Very cool. Im curious to see how this goes- Your results with the last one were amazing. How does the car feel now?? Are you going to stay with stock internals/ head? 

Chris


----------



## GTIMaxx (Feb 12, 2003)

Bad ass!!!!! Are you gonna try to do the short runner style you dif on the red one?

Sent from my PG86100 using Tapatalk 2


----------



## redGTInj (Jul 6, 2003)

heres a shot of the crank pulley and waterpump pulley installed and running


----------



## redGTInj (Jul 6, 2003)

thanx for the kind words.... i still have the cylidner head from "the beast" with EVERYTHING... im thinking of going to different cams with this car though.. ill snap a pic of the head..

and as for the short runner.. im posyched u remember! i found a pic of teh crazy setup...i did go to the dyno with it...but i NEVER revelaed the numbers..:laugh:


----------



## killa (Nov 26, 2000)

redGTInj said:


> thanx for the kind words.... i still have the cylidner head from "the beast" with EVERYTHING... im thinking of going to different cams with this car though.. ill snap a pic of the head..
> 
> and as for the short runner.. im posyched u remember! i found a pic of teh crazy setup...i did go to the dyno with it...but i NEVER revelaed the numbers..:laugh:


Did you ever get your old head flowed? It's not hard to get it to flow more than stock but you may be working in the dark if you don't have concrete flow numbers.


----------



## ps2375 (Aug 13, 2003)

redGTInj said:


> i did go to the dyno with it...but i NEVER revelaed the numbers..


any reason for that? are you willing to reveal them now?


----------



## killa (Nov 26, 2000)

ps2375 said:


> any reason for that? are you willing to reveal them now?

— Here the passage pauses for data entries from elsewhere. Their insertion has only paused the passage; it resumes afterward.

PR #1102, opened 2026-01-24
fix(react): add missing unique key props to ChatInputFormattingToolba…

### LINKED ISSUE #1098: [Bug]: Missing unique "key" prop in ChatInputFormattingToolbar components
A React console warning occurs when the message formatting toolbar is rendered. React requires every item in a list (such as the icons in the toolbar) to have a unique `key` prop so it can efficiently track updates. Currently, several components in the toolbar are missing these keys, which triggers the following warning:

```
Warning: Each child in a list should have a unique "key" prop. Check the render method of ChatInputFormattingToolbar.
```
Screenshots/Video

Image

---

## Steps to Reproduce

1. Open the EmbeddedChat application or Storybook.
2. Navigate to any view where the Chat Input Toolbar is visible.
3. Open the browser Developer Console.
4. Observe the warning during the initial render or when interacting with the toolbar.

deepak0x:
This PR fixes a common React warning:

```
Warning: Each child in a list should have a unique "key" prop
```

The warning occurred in the `ChatInputFormattingToolbar` component and was caused by several elements being rendered as part of dynamic lists without providing a unique `key` prop. This made it harder for React to correctly track and optimize updates to these elements.

---

Closes #1098

## Changes

Updated `packages/react/src/views/ChatInput/ChatInputFormattingToolbar.js`:

* Added `key="audio"` to the `AudioMessageRecorder` component.
* Added `key="video"` to the `VideoMessageRecorder` component.
* Replaced empty fragments (`<>`) with `<React.Fragment key={item.name}>` for mapped formatting buttons (bold, italic, strike, etc.).

---

### DIFF
--- a/packages/react/src/views/ChatInput/ChatInputFormattingToolbar.js
+++ b/packages/react/src/views/ChatInput/ChatInputFormattingToolbar.js
@@ -116,6 +116,7 @@ const ChatInputFormattingToolbar = ({
 
     audio: (
       <AudioMessageRecorder
+        key="audio"
         displayName={
           isPopoverOpen && popOverItems.includes('audio') ? 'audio' : null
         }
@@ -125,6 +126,7 @@ const ChatInputFormattingToolbar = ({
     ),
     video: (
       <VideoMessageRecorder
+        key="video"
         displayName={
           isPopoverOpen && popOverItems.includes('video') ? 'video' : null
         }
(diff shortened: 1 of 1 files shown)


sudorishabh:
Bro, I saw the same issue earlier and searched to see if there was already an open PR. I came across your implementation. Great work. However, there’s a small improvement that can be made. You don’t actually need <React.Fragment> here. React only cares about the key on the top-level element returned from the map. Since the key is already on the <Box> component, the fragment is unnecessary and can be removed entirely.

Spiral-Memory (approved):
LGTM

PR #1114, opened 2026-01-26
Fix blocking busy-wait in typing handler using FIFO async queue

### LINKED ISSUE #1113: Bug: Blocking busy-wait loop in typing handler can freeze the browser
The typing handler in `EmbeddedChatApi` uses a synchronous busy-wait loop to enforce sequential processing of typing events. Because JavaScript is single-threaded, this loop blocks the event loop and can cause the host application to freeze under certain conditions.

---

### Affected File

`packages/api/src/EmbeddedChatApi.ts`

Method: `handleTypingEvent`

---

### Problem

The current implementation relies on a lock enforced via a synchronous loop:

```ts
while (typingHandlerLock) {}
```

Since the event loop is blocked:

* The `setTimeout` callback intended to release the lock cannot execute
* Multiple rapid typing events can lead to a deadlock
* The UI may become unresponsive or freeze entirely

This is especially likely when multiple typing events arrive in quick succession (common in real-time chat environments).

---

### Why This Matters

* Blocks the JavaScript main thread
* Causes degraded UX or complete UI freezes
* Breaks the expected non-blocking behavior of event handling
* High impact in embedded/hosted environments where responsiveness is critical

---

### Expected Behavior

* Typing events should be processed **sequentially**
* The event loop must remain **non-blocking**
* A failure in one typing callback should **not break future typing updates**

---

### Suggested Solution

Replace the synchronous lock with an **asynchronous FIFO queue** (e.g., Promise chaining):

* Guarantees ordering of typing events
* Avoids blocking the event loop
* Preserves existing behavior
* Safer and idiomatic for JavaScript

---

### Notes

This issue is independent of UI concerns and can be addressed entirely within the API layer.
A fix should not change public API behavior, only internal execution semantics.

---

Agarwalchetan:
# Fix blocking busy-wait in typing handler using FIFO async queue

* [x] Removed synchronous busy-wait loop that could block the JavaScript event loop
* [x] Implemented a FIFO async queue using Promise chaining to process typing events sequentially
* [x] Preserved existing typing indicator behavior and event ordering
* [x] Ensured robustness by preventing queue breakage if a typing callback throws
* [x] Kept production logs clean by removing unsafe `console.error` calls
* [x] Added unit tests validating sequential execution and final typing state

Fixes #1113 

---

## Overview

This PR removes a critical performance bug where a synchronous `while` loop was used to lock the thread while handling typing events.
Because JavaScript is single-threaded, this could block the event loop and cause the host application or browser to freeze when multiple typing events occurred in quick succession.

---

## Changes

**File:**
`packages/api/src/EmbeddedChatApi.ts`

**Fix:**

* Replaced `while (typingHandlerLock) {}` with a FIFO async queue implemented via Promise chaining (`this.typingChain`)

**Robustness:**

* Added a `try / catch` block inside the queue consumer to ensure the queue remains functional even if a typing callback throws
* Removed unsafe `console.error` calls to avoid noisy production logs while preserving internal state consistency

**Tests:**

* Added unit tests verifying sequential processing of typing events and correctness of intermediate and final typing states

---

## Video / Screenshots

N/A (internal logic change; no UI modifications)

---

## PR Test Details

* Unit tests added for the typing handler logic
* Manual verification performed by simulating rapid typing events
* No public API changes

---

This change replaces a blocking lock with an async FIFO queue to prevent UI freezes while preserving typing event ordering.

### DIFF
--- a/packages/api/src/EmbeddedChatApi.test.ts
+++ b/packages/api/src/EmbeddedChatApi.test.ts
@@ -1,0 +1,56 @@
+import { describe, test, expect, jest, beforeEach } from '@jest/globals';
+import EmbeddedChatApi from './EmbeddedChatApi';
+
+// Mocks for external dependencies to isolate the unit test
+jest.mock('@rocket.chat/sdk', () => ({
+    Rocketchat: class MockRocketChat {
+        connect() { }
+        resume() { }
+        subscribeRoom() { }
+        onMessage() { }
+        onStreamData() { }
+        subscribeNotifyUser() { }
+        unsubscribeAll() { }
+        disconnect() { }
+    }
+}));
+
+jest.mock('@embeddedchat/auth', () => ({
+    RocketChatAuth: class MockAuth {
+        constructor() { }
+    },
+    IRocketChatAuthOptions: {}
+}));
+
+describe('EmbeddedChatApi Typing Handler', () => {
+    let api: any;
+
+    beforeEach(() => {
+        api = new EmbeddedChatApi('http://localhost:3000', 'GENERAL', {} as any);
+    });
+
+    test('FIFO Async Queue: updates typing status sequentially without blocking', async () => {
+        const statuses: string[][] = [];
+        api.addTypingStatusListener((users: string[]) => {
+            statuses.push([...users]);
+        });
+
+        // Simulate rapid firing of events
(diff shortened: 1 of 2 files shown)


Agarwalchetan:
Hi! Just checking in to see if this PR looks okay or if any changes are needed. Happy to make updates if required.

PR #1126, opened 2026-01-29
fix: cleanup OAuth event listeners and interval on login success

### LINKED ISSUE #1125: Memory leak in OAuth authentication flow
### Description:

Memory leak in OAuth authentication flow where event listeners and interval timers are not cleaned up when login succeeds. The cleanup only happens when the popup is manually closed by the user.

### Steps to reproduce:

1. Enable OAuth authentication (`authFlow: 'OAUTH'`)
2. Click the login button to trigger `loginWithRocketChatOAuth()`
3. Complete OAuth login successfully
4. Check browser's event listeners and active intervals

### Expected behavior:

After successful OAuth login, both the message event listener and the interval timer should be immediately removed from memory.

### Actual behavior:

The event listener on `window` and `setInterval` continue running even after successful login. They only get cleaned up when the interval detects the popup is closed (up to 1 second delay), and if timing is unlucky, they may persist indefinitely. This causes memory leaks when users authenticate multiple times in a session.

Additionally, if the user closes the OAuth popup without completing login, the promise never resolves or rejects, leaving the app in a hanging state.

Anshumancanrock:

- [x] Event listener and interval are cleaned up immediately after successful OAuth login
- [x] Cleanup occurs when user closes popup without completing login
- [x] No race conditions when message and popup close happen simultaneously
- [x] API call errors are properly handled and rejected
- [x] Memory leaks eliminated for repeated OAuth authentication flows

Fixes #1125 

## Description

This PR fixes a memory leak in the OAuth authentication flow where event listeners and interval timers persisted after login completion.

**Before:**

Event listeners and intervals weren't cleaned up on login success, causing memory leaks and hanging promises when popup was closed manually.

**After:**

Added cleanup() function with settled flag to immediately remove listeners/intervals on success or popup close, preventing race conditions and properly handling API errors.

## PR Test Details

**Testing OAuth flow:**
1. Enable OAuth authentication in your EmbeddedChat config
2. Click login button to trigger OAuth flow
3. Complete login successfully → verify no console errors and authentication works
4. Repeat login multiple times → check browser's event listeners don't accumulate
5. Close popup without logging in → verify proper error message is displayed

### DIFF
--- a/packages/auth/src/loginWithRocketChatOAuth.ts
+++ b/packages/auth/src/loginWithRocketChatOAuth.ts
@@ -38,29 +38,47 @@ const loginWithRocketChatOAuth = async (config: { api: Api }) => {
     redirect_uri,
     client_id
   );
-  let params = `scrollbars=no,resizable=no,status=no,location=no,toolbar=no,menubar=no,
-width=800,height=600,left=-1000,top=-1000,rel=opener`;
+  let params = \`scrollbars=no,resizable=no,status=no,location=no,toolbar=no,menubar=no,
+width=800,height=600,left=-1000,top=-1000,rel=opener\`;
   const popup = window.open(authorizeUrl, "Login", params);
 
-  return new Promise<any>((resolve) => {
+  return new Promise<any>((resolve, reject) => {
     if (popup) {
+      let checkInterval: ReturnType<typeof setInterval>;
+      let settled = false;
+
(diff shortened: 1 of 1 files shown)


Anshumancanrock:
hi @Spiral-Memory , Could you please review this PR? Thanks !

PR #2509, opened 2024-04-14
feat: add back dev4_restore_atoms to store v2

arjunvegda:
## Summary
- Add back `dev4_restore_atoms` method to store v2
- Remove internal types for store1 (I no longer need them for v1, just v2 suffices😅)


src/vanilla/store2.ts
```diff
@@ -610,6 +611,14 @@ export const createStore = (): Store => {
       dev4_override_method: (key, fn) => {
         ;(store as any)[key] = fn
       },
+      dev4_restore_atoms: (values) => {
+        const pendingPair = createPendingPair()
+        for (const [atom, value] of values) {
+          setAtomStateValueOrPromise(getAtomState(atom), value)
+          recomputeDependents(pendingPair, atom)
```
dai-shi, line 618: Please add the primitive atom check which we already have it in `store.ts`.
```suggestion
          if (hasInitialValue(atom)) {
            setAtomStateValueOrPromise(getAtomState(atom), value)
            recomputeDependents(pendingPair, atom)
          }
```

dai-shi (changes requested):
A side note: I wonder what would be the difference between "restore" and multiple "set"s.

src/vanilla/store2.ts
```diff
@@ -679,6 +680,23 @@ export const createStore = (): Store => {
...
+            const prevValue = aState.v
+            setAtomStateValueOrPromise(atom, aState, value)
+            mountDependencies(pendingPair, atom, aState)
+            if (!hasPrevValue || !Object.is(prevValue, aState.v)) {
+              addPendingAtom(pendingPair, atom, aState)
+              recomputeDependents(pendingPair, atom)
+            }
+          }
+        }
+        flushPending(pendingPair)
```
dai-shi, line 698:
```suggestion
        const pending = createPending()
        for (const [atom, value] of values) {
          if (hasInitialValue(atom)) {
            const aState = getAtomState(atom)
            const hasPrevValue = 'v' in aState
            const prevValue = aState.v
            setAtomStateValueOrPromise(atom, aState, value)
            mountDependencies(pending, atom, aState)
            if (!hasPrevValue || !Object.is(prevValue, aState.v)) {
              addPendingAtom(pending, atom, aState)
              recomputeDependents(pending, atom)
            }
          }
        }
        flushPending(pending)
```

dai-shi:
> A side note: I wonder what would be the difference between "restore" and multiple "set"s.

Yes, there's a difference. store.set can't update atom with customized write (like write-only atom and atomWithReducer).

dai-shi (approved):
It looks great! Thanks for investigating it. Nice work.

PR #2511, opened 2024-04-19
remove unnacessary any type

do7be:
## Summary

`key: K extends keyof PrdStore` and there is no problem with the type.

So `any` seems unnecessary.

## Check List


do7be:
There was no problem with build on local, but it seems that the global variable named `store` is interpreted as not existing, so I closed this PR.

do7be:
Probably, the any in various places was necessary for rollup.

PR #2514, opened 2024-04-21
Fix document layout flickering.

ouweiya:
When the content in the main container is too short, the container will shrink, causing layout flickering.

Setting `flex-grow` on main can solve this problem, always keeping main to fill its parent container.

https://jotai.org/docs/utilities/reducer

https://github.com/pmndrs/jotai/assets/28357731/cc0462e8-f97e-4019-8c0c-ca1c82b41e7c

Adding the notranslate class to the code block component can prevent the code text from being translated by Google.

image


sandren (approved):
@ouweiya Thanks for this fix! 🙂

PR #2517, opened 2024-04-23
Improve the document reading experience.

ouweiya:
Adjusting the main text to be centered is more conducive to reading, and the sidebar should not be too far from the main text, as it would lose the association between the navigation and the article.

image

image


sandren (approved):
Thanks! I simplified the changes to achieve a similar layout without adjusting the sizing of elements. 🙂

PR #2520, opened 2024-04-25
Fix Gatsby Link URL partial match.

ouweiya:
When multiple path URLs are partially the same, it can cause simultaneous highlighting.

chrome_zqEPBcj8Kr

 
[Fix 'key' prop error](https://github.com/pmndrs/jotai/pull/2520/commits/91ba68f3f4e4476c8dbe7430c202c6526d0fed55) 

> Warning: Each child in a list should have a unique "key" prop.

The 'introduction' section has no parent directory, `section.title` is `undefined`.

[When the title is inline code, the ID is undefined](https://github.com/pmndrs/jotai/pull/2520/commits/86eb61670394b896268436fa1c935084f8fcad85)
When the title is inline code, `value` is a React element, returning an empty string will cause the ID to be unavailable, making the anchor point invalid.

### DIFF
--- a/.github/workflows/test-multiple-builds.yml
+++ b/.github/workflows/test-multiple-builds.yml
@@ -65,6 +65,6 @@ jobs:
           NODE_ENV: ${{ matrix.env }}
       - name: Test ${{ matrix.build }} ${{ matrix.env }}
         run: |
-          yarn test:ci
+          yarn test:ci:build # test:ci
         env:
           NODE_ENV: ${{ matrix.env }}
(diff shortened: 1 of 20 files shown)


sandren:
@ouweiya Thanks for these fixes!

Could you please run Prettier and also revert the changes to `performance.mdx` in [bfb555b](https://github.com/pmndrs/jotai/pull/2520/commits/bfb555b9e4b06024468662f07e78cd9c39f36c28)
? Let's move more substantive revisions to the docs in a separate PR. Thanks. 🙂

sandren (changes requested):
@ouweiya Thanks for these fixes!

Could you please run Prettier and also revert the changes to `performance.mdx` in bfb555b? Let's move the more substantive revisions to the docs into a separate PR. Thanks. 🙂

sandren (approved):

sandren:
Thanks! 🙂

PR #2529, opened 2024-04-29
chore: use yarn@4

himself65:
## Summary

Upgrade the toolchain since there are some problems with yarn@1.

1. Corepack doesn't fully support yarn 1 (at least it always tries to install yarn 4)

## Check List


dai-shi:
Hey, thanks for working on it.
Sorry for not sharing ideas, but we want to migrate to pnpm. We already do it for jotaijs, zustandjs, and valtiojs.
So, we want to follow for jotai, zustand, and valtio too.

dai-shi:
#2543

PR #2530, opened 2024-04-29
refactor: avoid extra rerender

hjiog:
## Summary
useAtomValue called rerender inside useEffect, which led to an additional render, and this PR optimized that performance issue.

## Check List

### DIFF
--- a/src/react/useAtomValue.ts
+++ b/src/react/useAtomValue.ts
@@ -94,7 +94,6 @@ export function useAtomValue<Value>(atom: Atom<Value>, options?: Options) {
       }
       rerender()
     })
-    rerender()
     return unsub
   }, [store, atom, delay])
 
--- a/src/vanilla/store2.ts
+++ b/src/vanilla/store2.ts
@@ -61,8 +61,12 @@ const flushPending = (pendingPair: PendingPair, isAsync?: true) => {
         pending()
       } else {
         const [atom, atomState] = pending
-        if (!flushed.has(atom) && atomState.m) {
-          atomState.m.l.forEach((listener) => listener())
+        if (!flushed.has(atom)) {
+          if (atomState.m && atomState.m.l.size) {
+            atomState.m.l.forEach((listener) => listener())
+          } else {
+            atomState.u = true
+          }
           flushed.add(atom)
         }
       }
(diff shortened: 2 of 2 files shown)


dai-shi (commented):
Thanks for the suggestion.
We can't remove `rerender` in useAtomValue, but you are right about the extra rerender (without commits), which isn't desirable.

I'm still working on store2, which will come with a big change, so please be patient.

That said, I think the optimization like what you suggest might be possible and meanwhile what you can help is to create a test case. Thanks for understanding.

src/react/useAtomValue.ts
```diff
@@ -94,7 +94,6 @@ export function useAtomValue<Value>(atom: Atom<Value>, options?: Options) {
       }
       rerender()
     })
-    rerender()
```
dai-shi, line 97: This is required. I wonder if we could make a contrived test to cover it.

(I thought there was a rejected PR or something to refer, but can't find it now.)

hjiog: yeah, maybe we should add more test. but the rerender should be optimized.

dai-shi: Did you have a real problem in your usage? If you have, memoization might mitigate the issue for the meantime.

dai-shi:
Please create a new test case in `tests/react/optimization.test.tsx`.
We can't guarantee if it will be solved.

gurkerl83:
> Thanks for the suggestion. We can't remove `rerender` in useAtomValue, but you are right about the extra rerender (without commits), which isn't desirable.
> 
> I'm still working on store2, which will come with a big change, so please be patient.
> 
> That said, I think the optimization like what you suggest might be possible and meanwhile what you can help is to create a test case. Thanks for understanding.

@dai-shi Could you clarify if store2 is intended to fix the underlying cause requiring a secondary render, or have I misunderstood? From your last comment about the test case, it seems this might still be an open question.

Thx!

dai-shi:
> if store2 is intended to fix the underlying cause requiring a secondary render

No, I only mentioned store2 because this PR made changes only to store2.
This behavior/problem isn't specific to store2 or store. It's working as expected.

PR #2539, opened 2024-05-03
feat(utils): allow providing a subscribe method to createJSONStorage util

mhsattarian:

Related to https://github.com/pmndrs/jotai/discussions/1833#discussioncomment-9288746

## Summary

previously for providing subscribe functionality to a custom persist storage, one should've used something like the code below which btw was not documented.

```ts
const stringStorage = {
  getItem: (key: string) => {
    return //
  },
  setItem: (key: string, newValue: string) => {
    //
  },
  removeItem: (key: string) => {
    ///
  },
}

const customStorage = createJSONStorage<number>(() => stringStorage)

customStorage.subscribe = (key, callback, initialValue) => {
  /// add listener to detected chanegs then call callback:
  callback()
  return () => {
    /// remove listener
  }
}
```

it's more convenient to just accept the subscribe method along with `getItem`, `setItem`, etc when using `createJSONStorage` to create a custom persist functionality like the cookies' in the linked discussed. here is an example:

```ts
const stringStorage = {
  getItem: (key: string) => {
    return; //
  },
  setItem: (key: string, newValue: string) => {
    //
  },
  removeItem: (key: string) => {
    //
  },
  subscribe(key, callback, initialValue) {
    /// add listener to detected chanegs then call callback:
    callback();
    return () => {
      /// remove listener
    };
  },
};

const customStorage = createJSONStorage<number>(() => stringStorage);

```

## Check List

- [x] provide tests for the added functionality


src/vanilla/utils/atomWithStorage.ts
```diff
@@ -114,6 +129,42 @@ export function createJSONStorage<Value>(
 ): AsyncStorage<Value> | SyncStorage<Value> {
   let lastStr: string | undefined
   let lastValue: Value
+
+  const webStorageSubscribe: Subscribe<Value> = (key, callback) => {
```
dai-shi, line 133: This is still string based, right?
```suggestion
  const webStorageSubscribe: Subscribe<string> = (key, callback) => {
```

src/vanilla/utils/atomWithStorage.ts
```diff
@@ -114,6 +129,42 @@ export function createJSONStorage<Value>(
...
+    if (!(getStringStorage() instanceof window.Storage)) {
+      return () => {}
+    }
+    const storageEventCallback = (e: StorageEvent) => {
+      if (e.storageArea === getStringStorage() && e.key === key) {
+        callback((e.newValue || '') as Value)
```
dai-shi, line 139: This seems wrong:
```suggestion
        callback(e.newValue || '')
```

src/vanilla/utils/atomWithStorage.ts
```diff
@@ -5,8 +5,21 @@ import { RESET } from './constants.ts'
...
+
 type Unsubscribe = () => void
 
+type SubscribeHandler<Value> = (
+  subscribe: Subscribe<Value>,
+  key: string,
+  callback: (value: Value) => void,
+  initialValue: Value,
+) => Unsubscribe
+
```
dai-shi, line 22: Maybe, we don't need this type alias. (But, not 100% sure.)

src/vanilla/utils/atomWithStorage.ts
```diff
@@ -114,6 +129,42 @@ export function createJSONStorage<Value>(
...
+  const handleSubscribe: SubscribeHandler<Value> = (
+    subscriber,
+    key,
+    callback,
+    initialValue,
+  ) => {
+    function callbackWithParser(v: Value) {
+      let newValue: Value
+      try {
+        newValue = JSON.parse((v as string) || '')
```
dai-shi, line 157: `v` must be a string always.
```suggestion
        newValue = JSON.parse(v || '')
```

src/vanilla/utils/atomWithStorage.ts
```diff
@@ -141,30 +192,18 @@ export function createJSONStorage<Value>(
...
-            newValue = initialValue
-          }
-          callback(newValue)
-        }
-      }
-      window.addEventListener('storage', storageEventCallback)
-      return () => {
-        window.removeEventListener('storage', storageEventCallback)
-      }
+    if (getStringStorage()?.subscribe) {
```
dai-shi, line 200: AFAIR, this can throw. So, we can't call it here.

src/vanilla/utils/atomWithStorage.ts
```diff
@@ -141,30 +192,18 @@ export function createJSONStorage<Value>(
...
+      storage.subscribe = handleSubscribe.bind(
+        null,
+        getStringStorage()!.subscribe as unknown as Subscribe<Value>,
+      )
```
dai-shi, line 204: I don't think we use `bind` like this in our code base. Please either use an inline function or a higher-order function.
But, restructure will be needed necessary anyway because of the previous comment.

dai-shi (changes requested):
Thanks for working on this!
The idea seems good. We just need some fixes.
Please take your time.

src/vanilla/utils/atomWithStorage.ts
mhsattarian: would something like this be more acceptable?:

```ts
const handleSubscribe = (
    subscriber: Subscribe<Value>,
    ...params: Parameters<Subscribe<Value>>
  ) => {
    const [key, callback, initialValue] = params

    function callbackWithParser(v: Value) {
      let newValue: Value
      try {
        newValue = JSON.parse((v as string) || '')
      } catch {
        newValue = initialValue
      }

      callback(newValue as Value)
    }

    return subscriber(key, callbackWithParser, initialValue)
  }
```

src/vanilla/utils/atomWithStorage.ts
mhsattarian: before this PR, subscribe method was defined like this:

```ts
subscribe?: (
    key: string,
    callback: (value: Value) => void,
    initialValue: Value,
  ) => Unsubscribe
```
and the callback would accept value of type `Value`. should we change this to accept only strings?

src/vanilla/utils/atomWithStorage.ts
dai-shi: Yes, I meant to inline it as it's used just once.

src/vanilla/utils/atomWithStorage.ts
dai-shi: No, I mean `v` must be `string` type without any hacks/casts. It feels like there are some lies in types.
I can help for typing later. Please work on other comments first.

dai-shi:
Hope you find time to address this.

mhsattarian:
@dai-shi I would love to.
sorry this is taking some time, I'm a bit busy with family these days and I hope I can find time to work on this in a couple of days.

src/vanilla/utils/atomWithStorage.ts
mhsattarian: hey @dai-shi. I finally got some time to work on this. I would appreciate your opinion (and advice) on typing issues.

Regarding this code suggestion, `webStorageSubscribe` was previously typed as `Subscribe<Value>` and I didn't change the type here. how should we address these typings? Isn't the `Value` type always a subset of `string`?

src/vanilla/utils/atomWithStorage.ts
mhsattarian: I believe the `removeEventListener` method won't throw unless the given parameters are wrong which is not happening in our case. am I wrong?

and this code is the same as before:

src/vanilla/utils/atomWithStorage.ts
mhsattarian: applied a few changes to fix this. I would appreciate a review of them.

src/vanilla/utils/atomWithStorage.ts
dai-shi: Oh, my bad. I was thinking of old implementation. We catch it already.

dai-shi:
@mhsattarian Hey, I just added a commit to refactor. Please review it.

src/vanilla/utils/atomWithStorage.ts
```diff
@@ -141,31 +147,42 @@ export function createJSONStorage<Value>(
...
+        }
+        callback(newValue)
+      })
+
+  const subscriber: StringSubscribe | undefined =
+    getStringStorage()?.subscribe ||
+    (typeof window !== 'undefined' &&
+      typeof window.addEventListener === 'function' &&
+      ((key, callback) => {
+        if (!(getStringStorage() instanceof window.Storage)) {
```
dai-shi, line 169: It feels like we can simply this, if we are allowed to call `getStringStorage` in sync.

dai-shi (approved):

mhsattarian:
Hey @dai-shi, sorry for the late response.
this looks clean! thank you.

Are we ready for the merge?

dai-shi:
Cool. I will merge it next week before preparing a new patch release.

mhsattarian:
Awesome!

since this PR started from syncing atoms with cookies, I will soon open a new PR for an example in the persistence guide.
Is there anything I should know before that? (I remember you said something about re-structuring the persistence guide)

dai-shi:
I don't remember exactly what I said, but the persistence guide (and other docs) isn't very polished. So, not only adding new things, but also improving the guide entirely would be appreciated.

src/vanilla/utils/atomWithStorage.ts
dai-shi: My first comment was actually right. We can't call `getStringStorage()` on creation. #2581

PR #2558, opened 2024-05-17
perf: avoid extra rerender

hjiog:
## Summary

useAtomValue called rerender inside useEffect, which led to an additional render, and this PR optimized that performance issue add a optimization test.

## Check List


tests/react/optimization.test.tsx
```diff
@@ -271,3 +271,24 @@ it('no extra rerenders after commit with derived atoms (#1213)', async () => {
   })
   expect(renderCount1).toBe(renderCount1AfterCommit)
 })
+
+// TODO
+it.skip('no extra rerenders after mounted (#2530)', async () => {
```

We're in 2011, it doesn't matter if you make 150 or 200whp, it's all been done, not posting your dyno numbers are more of a thing to keep you interested.

Just keep in mind that are turbo people making well over 500- 600wheel HPand post them without a problem


----------



## redGTInj (Jul 6, 2003)

hmm wow that got everybody going... well i know it flows pretty damn good...i made 181WHP on cis-e at 7,600 rpm...


----------



## ps2375 (Aug 13, 2003)

killa said:


> We're in 2011, it doesn't matter if you make 150 or 200whp, it's all been done, not posting your dyno numbers are more of a thing to keep you interested.
> 
> Just keep in mind that are turbo people making well over 500- 600wheel HPand post them without a problem


2011? I think you lost a year somewhere.

I don't really care what numbers the turbo people are making, I'm more interested in what the N/A motors make, and that particular n/a motor had some good numbers. And whether or not that particular intake was of a benefit or not would be interesting. And yes, a lot has been done, but not all share their results, and dynos are not all equal, but they are the best we have for comparing the results.


----------



## redGTInj (Jul 6, 2003)

ps2375 said:


> any reason for that? are you willing to reveal them now?


hey what's up! good to see ya stopped by its been awhile..

no real reason, just had a lot of things goin on, and had to put th ecars on the back burner, and then the motor ended up givin me problems... ill try and see if i have the actual printout i should somewhere..i also had them overlay before and after short runner...


----------



## ps2375 (Aug 13, 2003)

redGTInj said:


> hmm wow that got everybody going... well i know it flows pretty damn good...i made 181WHP on cis-e at 7,600 rpm...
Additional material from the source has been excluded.